──────── EXCERPTED RECORDS ────────

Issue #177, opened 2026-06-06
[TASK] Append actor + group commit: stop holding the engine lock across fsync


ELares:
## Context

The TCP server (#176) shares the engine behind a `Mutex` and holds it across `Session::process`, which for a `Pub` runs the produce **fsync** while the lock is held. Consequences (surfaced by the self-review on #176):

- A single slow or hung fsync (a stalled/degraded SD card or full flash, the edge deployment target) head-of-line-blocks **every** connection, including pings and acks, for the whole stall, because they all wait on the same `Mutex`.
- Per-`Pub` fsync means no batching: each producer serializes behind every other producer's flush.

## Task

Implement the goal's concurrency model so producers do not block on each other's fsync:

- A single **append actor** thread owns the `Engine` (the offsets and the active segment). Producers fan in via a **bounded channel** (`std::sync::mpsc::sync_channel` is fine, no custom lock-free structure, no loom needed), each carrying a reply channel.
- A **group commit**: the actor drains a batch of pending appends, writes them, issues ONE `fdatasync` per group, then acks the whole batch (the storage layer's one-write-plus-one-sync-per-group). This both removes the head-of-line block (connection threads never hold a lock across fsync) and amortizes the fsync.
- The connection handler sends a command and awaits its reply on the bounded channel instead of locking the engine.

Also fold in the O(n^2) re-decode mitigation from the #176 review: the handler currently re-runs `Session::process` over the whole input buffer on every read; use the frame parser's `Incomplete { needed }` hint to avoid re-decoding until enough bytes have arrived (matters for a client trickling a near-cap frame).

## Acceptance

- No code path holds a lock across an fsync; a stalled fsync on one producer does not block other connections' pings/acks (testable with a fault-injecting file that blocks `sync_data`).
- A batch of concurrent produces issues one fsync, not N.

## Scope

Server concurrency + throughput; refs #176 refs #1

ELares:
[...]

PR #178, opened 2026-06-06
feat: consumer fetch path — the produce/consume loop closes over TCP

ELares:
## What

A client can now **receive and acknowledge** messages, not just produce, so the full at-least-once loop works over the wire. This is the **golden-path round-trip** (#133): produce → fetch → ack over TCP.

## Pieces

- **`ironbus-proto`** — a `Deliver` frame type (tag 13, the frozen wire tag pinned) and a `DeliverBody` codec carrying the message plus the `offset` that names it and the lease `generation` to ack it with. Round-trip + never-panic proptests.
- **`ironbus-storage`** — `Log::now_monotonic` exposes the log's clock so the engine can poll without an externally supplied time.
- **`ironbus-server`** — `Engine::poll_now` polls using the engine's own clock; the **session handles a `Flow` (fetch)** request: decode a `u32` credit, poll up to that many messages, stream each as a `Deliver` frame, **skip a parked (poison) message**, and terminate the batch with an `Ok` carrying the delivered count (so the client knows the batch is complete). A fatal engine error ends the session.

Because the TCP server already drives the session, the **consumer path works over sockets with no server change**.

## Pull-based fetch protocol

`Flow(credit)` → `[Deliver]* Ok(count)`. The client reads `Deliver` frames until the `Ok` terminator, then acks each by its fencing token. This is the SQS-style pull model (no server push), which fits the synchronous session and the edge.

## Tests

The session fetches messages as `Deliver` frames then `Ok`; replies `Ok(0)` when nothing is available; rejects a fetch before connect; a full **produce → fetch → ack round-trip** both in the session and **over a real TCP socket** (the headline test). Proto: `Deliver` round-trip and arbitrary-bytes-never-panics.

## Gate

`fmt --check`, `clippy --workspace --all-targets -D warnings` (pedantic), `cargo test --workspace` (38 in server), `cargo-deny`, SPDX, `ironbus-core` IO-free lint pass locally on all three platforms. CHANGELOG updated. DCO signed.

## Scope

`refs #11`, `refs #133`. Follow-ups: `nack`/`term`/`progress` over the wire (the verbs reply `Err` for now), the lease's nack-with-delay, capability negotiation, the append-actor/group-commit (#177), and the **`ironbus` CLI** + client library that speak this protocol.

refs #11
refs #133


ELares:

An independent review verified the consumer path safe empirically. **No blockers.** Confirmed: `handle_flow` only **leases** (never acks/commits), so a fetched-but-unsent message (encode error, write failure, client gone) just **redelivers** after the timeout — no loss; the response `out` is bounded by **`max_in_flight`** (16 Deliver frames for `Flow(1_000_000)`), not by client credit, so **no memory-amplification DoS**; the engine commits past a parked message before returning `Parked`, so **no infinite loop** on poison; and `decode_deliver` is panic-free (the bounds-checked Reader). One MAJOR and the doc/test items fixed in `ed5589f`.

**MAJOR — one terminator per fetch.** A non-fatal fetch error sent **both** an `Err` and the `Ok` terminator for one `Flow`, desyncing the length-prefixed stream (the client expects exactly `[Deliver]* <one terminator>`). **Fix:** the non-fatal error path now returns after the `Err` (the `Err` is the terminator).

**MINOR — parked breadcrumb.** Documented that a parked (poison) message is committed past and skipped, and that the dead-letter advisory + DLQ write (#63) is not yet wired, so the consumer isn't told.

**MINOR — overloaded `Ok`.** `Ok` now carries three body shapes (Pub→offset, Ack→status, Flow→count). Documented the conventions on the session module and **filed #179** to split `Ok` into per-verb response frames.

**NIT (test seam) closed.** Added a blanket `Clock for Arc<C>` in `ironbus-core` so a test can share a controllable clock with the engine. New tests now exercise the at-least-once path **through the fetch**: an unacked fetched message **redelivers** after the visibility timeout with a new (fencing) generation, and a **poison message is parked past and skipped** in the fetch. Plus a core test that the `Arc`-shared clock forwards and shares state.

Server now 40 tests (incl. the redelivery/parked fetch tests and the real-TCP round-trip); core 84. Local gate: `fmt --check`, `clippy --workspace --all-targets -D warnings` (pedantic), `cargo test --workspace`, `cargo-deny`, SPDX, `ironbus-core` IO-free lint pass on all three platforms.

────────
──────── EXCERPTED RECORDS ────────

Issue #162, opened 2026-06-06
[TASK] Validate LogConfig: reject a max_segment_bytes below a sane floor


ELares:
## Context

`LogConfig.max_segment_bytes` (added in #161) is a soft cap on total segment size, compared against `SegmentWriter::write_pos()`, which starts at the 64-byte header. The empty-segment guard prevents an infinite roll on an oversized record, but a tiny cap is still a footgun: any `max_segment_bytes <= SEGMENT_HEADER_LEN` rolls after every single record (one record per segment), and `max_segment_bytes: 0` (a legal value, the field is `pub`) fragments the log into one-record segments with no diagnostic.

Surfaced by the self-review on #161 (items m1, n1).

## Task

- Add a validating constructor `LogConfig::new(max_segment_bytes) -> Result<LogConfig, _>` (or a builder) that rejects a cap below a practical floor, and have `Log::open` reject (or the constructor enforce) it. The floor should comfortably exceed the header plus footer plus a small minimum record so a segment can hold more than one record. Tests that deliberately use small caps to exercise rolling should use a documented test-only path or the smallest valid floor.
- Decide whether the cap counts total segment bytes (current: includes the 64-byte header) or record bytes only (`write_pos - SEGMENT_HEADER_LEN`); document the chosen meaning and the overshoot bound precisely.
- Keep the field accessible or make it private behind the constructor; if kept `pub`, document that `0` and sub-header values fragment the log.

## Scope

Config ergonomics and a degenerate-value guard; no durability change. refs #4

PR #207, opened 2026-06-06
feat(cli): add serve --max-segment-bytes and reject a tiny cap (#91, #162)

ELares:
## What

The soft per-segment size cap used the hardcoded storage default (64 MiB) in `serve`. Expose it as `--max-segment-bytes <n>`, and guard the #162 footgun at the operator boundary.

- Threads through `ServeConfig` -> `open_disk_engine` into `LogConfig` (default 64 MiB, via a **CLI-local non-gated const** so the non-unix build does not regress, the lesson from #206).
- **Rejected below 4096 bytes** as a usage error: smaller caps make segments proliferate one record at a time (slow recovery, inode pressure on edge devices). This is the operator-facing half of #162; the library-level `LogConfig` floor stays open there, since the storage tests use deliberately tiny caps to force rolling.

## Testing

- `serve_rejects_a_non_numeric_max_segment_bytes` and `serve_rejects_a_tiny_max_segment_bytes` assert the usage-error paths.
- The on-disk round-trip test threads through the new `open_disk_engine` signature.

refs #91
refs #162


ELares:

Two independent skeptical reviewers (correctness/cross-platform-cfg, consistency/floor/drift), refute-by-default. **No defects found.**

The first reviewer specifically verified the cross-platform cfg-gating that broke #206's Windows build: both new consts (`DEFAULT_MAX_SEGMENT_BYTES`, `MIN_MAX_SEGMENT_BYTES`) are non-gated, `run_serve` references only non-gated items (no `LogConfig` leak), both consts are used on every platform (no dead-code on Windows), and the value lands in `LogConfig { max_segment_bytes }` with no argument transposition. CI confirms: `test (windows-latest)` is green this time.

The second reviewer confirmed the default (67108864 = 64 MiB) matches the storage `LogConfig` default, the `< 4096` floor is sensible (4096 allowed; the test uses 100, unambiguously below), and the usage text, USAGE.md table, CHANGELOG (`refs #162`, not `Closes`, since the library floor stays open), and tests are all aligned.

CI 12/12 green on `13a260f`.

────────

From the records above, repeat exactly the lines from the one with "- A single **append" through the one with "PR #178, opened 2026-06-06", both included.

= EXERCISE OUTPUT =
- A single **append actor** thread owns the `Engine` (the offsets and the active segment). Producers fan in via a **bounded channel** (`std::sync::mpsc::sync_channel` is fine, no custom lock-free structure, no loom needed), each carrying a reply channel.
- A **group commit**: the actor drains a batch of pending appends, writes them, issues ONE `fdatasync` per group, then acks the whole batch (the storage layer's one-write-plus-one-sync-per-group). This both removes the head-of-line block (connection threads never hold a lock across fsync) and amortizes the fsync.
- The connection handler sends a command and awaits its reply on the bounded channel instead of locking the engine.

Also fold in the O(n^2) re-decode mitigation from the #176 review: the handler currently re-runs `Session::process` over the whole input buffer on every read; use the frame parser's `Incomplete { needed }` hint to avoid re-decoding until enough bytes have arrived (matters for a client trickling a near-cap frame).

## Acceptance

- No code path holds a lock across an fsync; a stalled fsync on one producer does not block other connections' pings/acks (testable with a fault-injecting file that blocks `sync_data`).
- A batch of concurrent produces issues one fsync, not N.

## Scope

Server concurrency + throughput; refs #176 refs #1

ELares:
[...]

PR #178, opened 2026-06-06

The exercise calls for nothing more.